WHAT YOU WILL DO:
Take the line that contains "(diff shortened: 1 of 3 files shown)" in the data below and each line after it, through the last, and repeat them unchanged.

SUPPLIED ENTRIES:
Issue #1615, opened 2022-06-21
Add a test case for sandboxed-lightwave/FLAC


bemoody:
WFDB 10.7 uses libFLAC to read FLAC signals.

sandboxed-lightwave runs libwfdb inside a custom seccomp sandbox.

It's therefore possible (though unlikely) that some future version of libFLAC could fail to work inside the sandbox, so we should add a test case for it.

PR #2677, opened 2026-08-18
Bump lightwave version to 0.73 for tests

bemoody:
LightWAVE version 0.73 fixes the sandbox so that it should hopefully now work with glibc 2.41 (Debian 13 amd64).

It also allows clients to see the error message from WFDB in the event that a record is not readable (for debugging; lightwave.js doesn't make the error message visible anywhere, but it could in the future.)

### DIFF
--- a/.github/workflows/physionet-build-test.yml
+++ b/.github/workflows/physionet-build-test.yml
@@ -94,7 +94,7 @@ jobs:
 
       - name: Install and setup lightwave
         run: |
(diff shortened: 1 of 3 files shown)


bemoody:
While I don't have any reason to think this won't work, we *should* be testing lightwave more thoroughly; see issue #1615.

tompollard (approved):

SOLUTION:
(diff shortened: 1 of 3 files shown)


bemoody:
While I don't have any reason to think this won't work, we *should* be testing lightwave more thoroughly; see issue #1615.

tompollard (approved):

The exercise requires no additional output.